■ Aim of the task ■
Copy every line in the records below that contains the word "Sprintf".

■ Dataset entries ■
PR #128, opened 2025-11-20
Allow additional behavior sources

vitus133:
This commit allows a new source type by making board label options in the behavior source configuration

/cc @nocturnalastro @lack


nocturnalastro (approved):
/approve

PR #135, opened 2025-12-04
Add clock type to hardwareconfig

vitus133:
This commit adds optional clock type to the hardwareconfig API and makes DPLL and Ethernet parts of the clock chain subsystem optional. This allows simplification of the user interface, where all the behavior details can be derived from ptpConfig and predefined hardware vendor details. For example, the T-BC hardware definition can be simplified as follows:
```
clockType: T-BC
clockChain:
      structure:
        - name: leader 
           # DPLL, sequences, labels, and Ports will be derived from ptpconfig 
           hardwareSpecificDefinitions: intel/e825 
 relatedPtpProfileName: 01-tbc-tr
```
The ability to override the defaults and configure flexible topologies will be preserved

/cc @josephdrichard @lack @nocturnalastro


nocturnalastro (approved):
/lgtm

PR #142, opened 2025-12-18
Add PTP Event API Version Validation Tests

yaronh12:
With v1 event API reaching EOL, we need to ensure:
- The cloud-event-proxy correctly defaults to v2 when no version is specified
- Explicit v2 configuration works as expected
- Invalid versions (v1 and garbage values) are properly rejected by the webhook

Added 4 new test specs to the "Running with event enabled" context:
1. **Default v2 behavior** - Verifies cloud-event-proxy runs v2.0 when `apiVersion` is not explicitly set in PtpOperatorConfig
2. **Explicit v2 setting** - Verifies cloud-event-proxy runs v2.0 when `apiVersion` is explicitly set to "2.0"
3. **v1 rejection** - Verifies setting `apiVersion` to "1.0" is rejected with EOL deprecation notice, config unchanged, pods not restarted
4. **Invalid version rejection** - Verifies setting `apiVersion` to invalid value ("boo") is rejected, config unchanged, pods not restarted

- Tests check cloud-event-proxy container logs for `REST API config: version=` to verify the running version
- Rejection tests verify webhook returns expected error message and confirm pods weren't restarted by comparing UIDs

### DIFF
--- a/test/conformance/serial/ptp.go
+++ b/test/conformance/serial/ptp.go
@@ -1103,36 +1103,21 @@ spp 0
 
 					logrus.Infof("Checking cloud-event-proxy logs on pod %s (node: %s)", pod.Name, pod.Spec.NodeName)
 
-					// Get existing logs (no streaming)
-					podLogOptions := v1core.PodLogOptions{
-						Container: pkg.EventProxyContainerName,
-						Follow:    false,
-					}
-
-					req := client.Client.CoreV1().Pods(pod.Namespace).GetLogs(pod.Name, &podLogOptions)
-					logs, err := req.DoRaw(context.Background())
+					// Search for REST API config v2.0 in pod logs (literal text search)
+					matches, err := pods.GetPodLogsRegex(
+						pod.Namespace,
+						pod.Name,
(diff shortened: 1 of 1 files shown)


test/conformance/serial/ptp.go
```diff
@@ -1075,6 +1075,201 @@ spp 0
...
+					Expect(err).NotTo(HaveOccurred(),
+						fmt.Sprintf("Failed to get logs from pod %s", pod.Name))
+
+					logStr := string(logs)
+					apiConfigPrefix := "REST API config: version="
+					lastIndexOfApiConfigSubstringInLogs := strings.LastIndex(logStr, apiConfigPrefix)
+					if lastIndexOfApiConfigSubstringInLogs == -1 {
+						Fail(fmt.Sprintf("No 'REST API config:' found in cloud-event-proxy logs on pod %s", pod.Name))
+					}
+					// Extract the version from the last occurrence
```
edcdavid: Why not use GetPodLogsRegex here instead of the code above? Same for similar code in this PR.

PR #151, opened 2026-01-04
test: add MITM attack resilience test and refactor security secrets (CNF-19576)

gtannous-spec:
## Summary

Add a functional test for MITM (Man-in-the-Middle) attack resilience when TLV Authentication is enabled, and refactor security-related test infrastructure for better maintainability. [CNF-19576](https://issues.redhat.com/browse/CNF-19576)

---

## Files Changed

| File | Change |
|------|--------|
| `test/conformance/serial/ptp.go` | Added MITM attack test case; refactored existing security tests to use shared helpers |
| `test/pkg/testconfig/testconfig.go` | Added secret creation helpers (`CreateMITMAttackerSecret`, `CreateMismatchSecret`) and secret name constants |
| `test/pkg/consts.go` | Added `sa_file` path constants for PTP security configuration |

---

## Test Added

**"PTP rejects MITM attack with same Key ID but different secret"**

This test validates that PTP authentication correctly rejects tampered packets:
1. Verifies baseline sync is healthy with proper authentication
2. Creates an "attacker" secret using the same Key IDs (1, 2) but different secret values
3. Switches the GM to use the attacker secret (simulating a MITM injecting packets)
4. Asserts the slave **fails to sync** for 2 minutes due to ICV (Integrity Check Value) mismatch
5. Restores original configuration and verifies recovery

---

## Refactoring: Magic Values → Constants

Moved inline secret definitions and hardcoded `sa_file` paths to shared locations:

- **Secret names** → `testconfig.MITMAttackerSecretName`, `testconfig.MismatchSecretName`
- **Secret creation** → `testconfig.CreateMITMAttackerSecret()`, `testconfig.CreateMismatchSecret()`
- **sa_file paths** → `pkg.SaFileSecurityConf`, `pkg.SaFileMismatchConf`, `pkg.SaFileMITMAttackerConf`

This improves readability, reduces duplication, and makes future security tests easier to implement.

### DIFF
--- a/test/conformance/serial/ptp.go
+++ b/test/conformance/serial/ptp.go
@@ -561,27 +561,12 @@ var _ = Describe("["+strings.ToLower(DesiredMode.String())+"-serial]", Serial, f
 					// Delete if already exists
 					client.Client.Secrets(pkg.PtpLinuxDaemonNamespace).Delete(
 						context.Background(),
-						"ptp-security-mismatch",
+						testconfig.MismatchSecretName,
 						metav1.DeleteOptions{},
 					)
 					time.Sleep(2 * time.Second)
 
-					// Create secret with spp 0 but DIFFERENT KEYS than ptp-security-conf
-					// GM signs with these keys, BC has different keys for spp 0 → signature mismatch
-					mismatchSecret := &v1core.Secret{
-						ObjectMeta: metav1.ObjectMeta{
-							Name:      "ptp-security-mismatch",
-							Namespace: pkg.PtpLinuxDaemonNamespace,
-						},
-						StringData: map[string]string{
-							"ptp-security.conf": `[security_association]
-spp 0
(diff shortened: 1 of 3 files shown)


edcdavid (commented):
This does not look like a man-in-the-middle scenario, more like a misconfigured/rogue endpoint. The man in the middle imo should test:
- modifying all frames sent by the grandmaster for instance and make sure sync fails, or look for bad packet log after injecting 1 bad frame ->somewhat equivalent to proposed test but not exactly.
-  save and replay a valid frame later and monitor the log for 1 bad frame -> not covered

gtannous-spec (commented):
Thanks for the comment David, I actually missed the second point in the test. 
I will fix it, and then push another commit :)

gtannous-spec:
PTP CI negative test is moved to the PTP tech debt, will open a new PR for this issue later.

■ Response box ■
+						fmt.Sprintf("Failed to get logs from pod %s", pod.Name))
+						Fail(fmt.Sprintf("No 'REST API config:' found in cloud-event-proxy logs on pod %s", pod.Name))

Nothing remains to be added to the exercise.